Material shown:
......

PR #238, opened 2026-05-19
chore(planning): S13 sprint plan, 11 new tickets, VRA research

cgruber:
## Summary

- Closes out sprint S11 and S12 in the roadmap and adds Sprint 13 (tutorial system + VRA scenarios) with Sprint 14 sketched (information density + terrain)
- Adds 11 new design/game tickets: DESIGN-012–015, GAME-075–081
- Resolves GAME-073 (result-screen stars & success banner), expands DESIGN-008 with a full terrain model, and adds VRA legal/political-landscape research docs
- No game code, build files, or test files are touched

## Affected machines / services

N/A — docs-only change

## Validation performed

- [x] `jj status` confirms only thoughts/shared/ files changed; no game code touched
- [x] Ticket IDs checked against TICKETS.md and Resolved section — no collisions
- [x] TICKETS.md Open section lists DESIGN-012–015, GAME-075–081; Resolved section includes GAME-073
- [x] Sprint roadmap updated: S11 complete, S12 complete, S13 planned, S14 sketched
- [x] Compressed sprint roadmap matches .md counterpart

## Deployment steps

N/A — no deployable artifacts

## Tickets addressed

- Resolves GAME-073 (result screen stars & success banner)
- New tickets: DESIGN-012, DESIGN-013, DESIGN-014, DESIGN-015, GAME-075, GAME-076, GAME-077, GAME-078, GAME-079, GAME-080, GAME-081

## Rollback

N/A — reverting this PR has no production impact; ticket files and docs can be restored from git history if needed

PR #239, opened 2026-05-19
feat(GAME-080): live per-district demographic stat under district buttons

cgruber:
## Prerequisites
- [x] Parent PR merged: #238

## Summary
- Adds a live per-district demographic stat beneath each district button on scenarios that have a `majority_minority` criterion (GAME-080 Phase 1)
- Stat is derived automatically from the existing criterion's `group_filter` and `min_eligible_share` — no new scenario spec fields required
- Districts meeting or exceeding the threshold are highlighted green (`.met` CSS class); all others show in muted text
- Stats update on every paint stroke via the existing `updateUI()` subscription

**Approach:** scan `scenario.success_criteria` for a `majority_minority` criterion at load time; call the newly-exported `computeDistrictGroupShares` in `updateUI()` to get per-district shares on each render; pass as an optional `demoStat` param to `renderDistrictButtons`.

## Validation performed
- [x] `bazel build //game/web:app_typecheck_lib` — TypeScript type check passes
- [x] `bazel test //game/web:e2e_test` — all 140 tests pass (5 new GAME-080 tests added)
- [x] Verified on scenario-005 (Valle Verde): stat shows "N% Latino" under each of 5 district buttons; painting the valley into D1 shows 1 `.met` district

## Deployment steps
- POST-MERGE: deploy to dev via `game/release.main.kts -- prepare && ./release.main.kts -- deploy --env dev`

## Affected components (detail)
- `game/web/src/simulation/evaluate.ts` — exported `computeDistrictGroupShares`, added `DistrictDemoStat` interface and `groupFilterLabel` helper
- `game/web/src/render/panels.ts` — `renderDistrictButtons` gains optional `demoStat?: DistrictDemoStat` param
- `game/web/src/main.ts` — detects criterion at load, computes stat in `updateUI()`
- `game/web/styles.css` — `.district-demo-stat` and `.met` styles
- `game/web/e2e/sprint5.spec.ts` — 5 new e2e tests
- `game/web/BUILD.bazel` — registers `sprint5.spec.ts` in test data

## Test plan
- [x] `GAME-080: scenario-005 shows district-demo-stat under each district button`
- [x] `GAME-080: district-demo-stat shows Latino percentage text`
- [x] `GAME-080: painting the winning solution gives district 1 the .met class`
- [x] `GAME-080: non-majority-minority scenario shows no demographic stat`
- [x] `GAME-080: stat count matches district button count`

## Tickets addressed
- see GAME-080

## Rollback
- Revert this PR; no data migration needed

### DIFF
--- a/game/web/src/main.ts
+++ b/game/web/src/main.ts
@@ -9,7 +9,7 @@
  */
 
 import { loadScenario } from "./model/loader.js";
-import type { Scenario, CriterionId, CharacterType } from "./model/scenario.js";
+import type { Scenario, CriterionId, CharacterType, Criterion } from "./model/scenario.js";
 import { type MapRenderer, type ViewMode, SvgMapRenderer } from "./render/mapRenderer.js";
 import {
 	renderDistrictButtons,
@@ -18,7 +18,14 @@ import {
 	renderValidityPanel,
 } from "./render/panels.js";
 import { createGameStore } from "./store/gameStore.js";
-import { evaluateCriteria, isMapSubmittable, type CriterionResult } from "./simulation/evaluate.js";
+import {
+	evaluateCriteria,
+	isMapSubmittable,
+	computeDistrictGroupShares,
+	groupFilterLabel,
+	type CriterionResult,
+	type DistrictDemoStat,
+} from "./simulation/evaluate.js";
 import { computeValidityStats } from "./simulation/validity.js";
 import {
 	loadProgress,
@@ -456,6 +463,12 @@ const IS_DEBUG = (debugParam !== null && debugParam !== "off") ||
 		return;
 	}
 
+	// GAME-080: detect majority_minority criterion for live district demographic stat
+	type MMCriterion = Extract<Criterion, { type: "majority_minority" }>;
+	const majorityMinorityCriterion = scenario.success_criteria
+		.map((sc) => sc.criterion)
+		.find((c): c is MMCriterion => c.type === "majority_minority");
+
 	// ── Preload audio clips (GAME-062) ───────────────────────────────────────
 	{
 		const clips: Record<string, string> = {};
@@ -566,9 +579,24 @@ const IS_DEBUG = (debugParam !== null && debugParam !== "off") ||
 		renderResults(resultsEl!, state, partyLabels);
 		renderValidityPanel(validityEl!, state, scenario.rules);
 		renderLegend(legendEl!, state.districtCount);
+
+		let demoStat: DistrictDemoStat | undefined;
+		if (majorityMinorityCriterion) {
+			demoStat = {
+				shares: computeDistrictGroupShares(
+					scenario.precincts,
+					state.assignments,
+					state.districtCount,
+					majorityMinorityCriterion.group_filter,
+				),
+				label: groupFilterLabel(majorityMinorityCriterion.group_filter),
+				threshold: majorityMinorityCriterion.min_eligible_share,
+			};
+		}
+
 		renderDistrictButtons(districtBtnsEl!, state.districtCount, state.activeDistrict, (id) => {
 			store.getState().setActiveDistrict(id);
-		});
+		}, demoStat);
 
 		btnUndo!.disabled = pastStates.length === 0;
 		btnRedo!.disabled = futureStates.length === 0;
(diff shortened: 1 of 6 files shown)


memory/feedback_shell_commands.md
```diff
@@ -0,0 +1,12 @@
+---
+name: Shell command preferences
+description: Use jq for JSON, Read tool with offset/limit for line ranges — avoid sed with line numbers
+type: feedback
+---
+
+Use `jq` for JSON evaluation, not python3 -c or other inline interpreters.
```
cgruber: **Scope mismatch: `memory/feedback_shell_commands.md` should not be in a feature PR**

This PR is GAME-080 (per-district demographic stat). The `memory/feedback_shell_commands.md` addition is a Claude agent auto-memory file with no connection to that feature. It should be split out to a separate `chore:` commit/PR, or simply excluded here.

Per the project workflow, memory file commits should not ride along on feature PRs — they're infrastructure-level changes that confuse the diff and could accidentally be reverted if this PR is rolled back.

Recommend: remove this file from the PR and land it separately.

game/web/src/render/panels.ts
```diff
@@ -55,17 +56,33 @@ export function renderDistrictButtons(
...
 		btn.style.color = "#fff";
 		btn.addEventListener("click", () => onSelect(i));
-		container.appendChild(btn);
+		wrapper.appendChild(btn);
+
+		if (demoStat) {
+			const share = demoStat.shares[i - 1] ?? 0;
+			const met = share >= demoStat.threshold;
+			const stat = document.createElement("div");
+			stat.className = `district-demo-stat${met ? " met" : ""}`;
```
cgruber, line 82: **Bug: display rounding and `.met` gate use different precision**

```ts
const met = share >= demoStat.threshold;   // raw float comparison
stat.textContent = `${Math.round(share * 100)}% ${demoStat.label}`;  // rounded display
```

A share of `0.497` with `threshold = 0.5` will display as **"50% Latino"** (because `Math.round(0.497 * 100) = 50`) but will NOT receive the `.met` green class (because `0.497 < 0.5`). The user sees "50%" in grey — visually contradictory.

Pick one source of truth:
- **Option A (recommended):** compare rounded values — `const pct = Math.round(share * 100); const met = pct >= Math.round(demoStat.threshold * 100);`
- **Option B:** use `Math.floor` for the display to never show a rounded-up number that's below threshold.

Either way, display and gate need to agree.

game/web/src/main.ts
```diff
@@ -456,6 +463,12 @@ const IS_DEBUG = (debugParam !== null && debugParam !== "off") ||
 		return;
 	}
 
+	// GAME-080: detect majority_minority criterion for live district demographic stat
+	type MMCriterion = { type: "majority_minority"; group_filter: GroupFilter; min_eligible_share: number; min_districts: number };
+	const majorityMinorityCriterion = scenario.success_criteria
```
cgruber, line 468: **Nit: inline `MMCriterion` type duplicates `Criterion` — use `Extract<>` instead**

```ts
type MMCriterion = { type: "majority_minority"; group_filter: GroupFilter; min_eligible_share: number; min_districts: number };
```

This duplicates the shape from `Criterion` in `scenario.ts`. If a field is added or renamed in the canonical union, this local alias won't catch it at compile time.

Prefer:
```ts
import type { ..., Criterion } from "./model/scenario.js";
type MMCriterion = Extract<Criterion, { type: "majority_minority" }>;
```

That way the type predicate stays automatically in lockstep with the source of truth.

memory/feedback_shell_commands.md
cgruber: Fixed. Removed `memory/feedback_shell_commands.md` from this commit via `jj restore --from @-`. The file already lives at the correct path in the Claude project memory directory — the repo-root copy was an accidental duplicate from the previous session.

game/web/src/render/panels.ts
cgruber: Fixed. Now compares rounded integer percentages on both sides: `const pct = Math.round(share * 100); const thresholdPct = Math.round(demoStat.threshold * 100); const met = pct >= thresholdPct;`. Display and highlight gate are now always consistent.

game/web/src/main.ts
cgruber: Fixed. Changed to `type MMCriterion = Extract<Criterion, { type: "majority_minority" }>;`. Now stays in lockstep with `scenario.ts` automatically — any upstream field rename will produce a compile error here.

......

Exercise brief:
Go through the entries above and report each line with the string "DistrictDemoStat" in it.

Answer area:
- `game/web/src/simulation/evaluate.ts` — exported `computeDistrictGroupShares`, added `DistrictDemoStat` interface and `groupFilterLabel` helper
- `game/web/src/render/panels.ts` — `renderDistrictButtons` gains optional `demoStat?: DistrictDemoStat` param
+	type DistrictDemoStat,
+		let demoStat: DistrictDemoStat | undefined;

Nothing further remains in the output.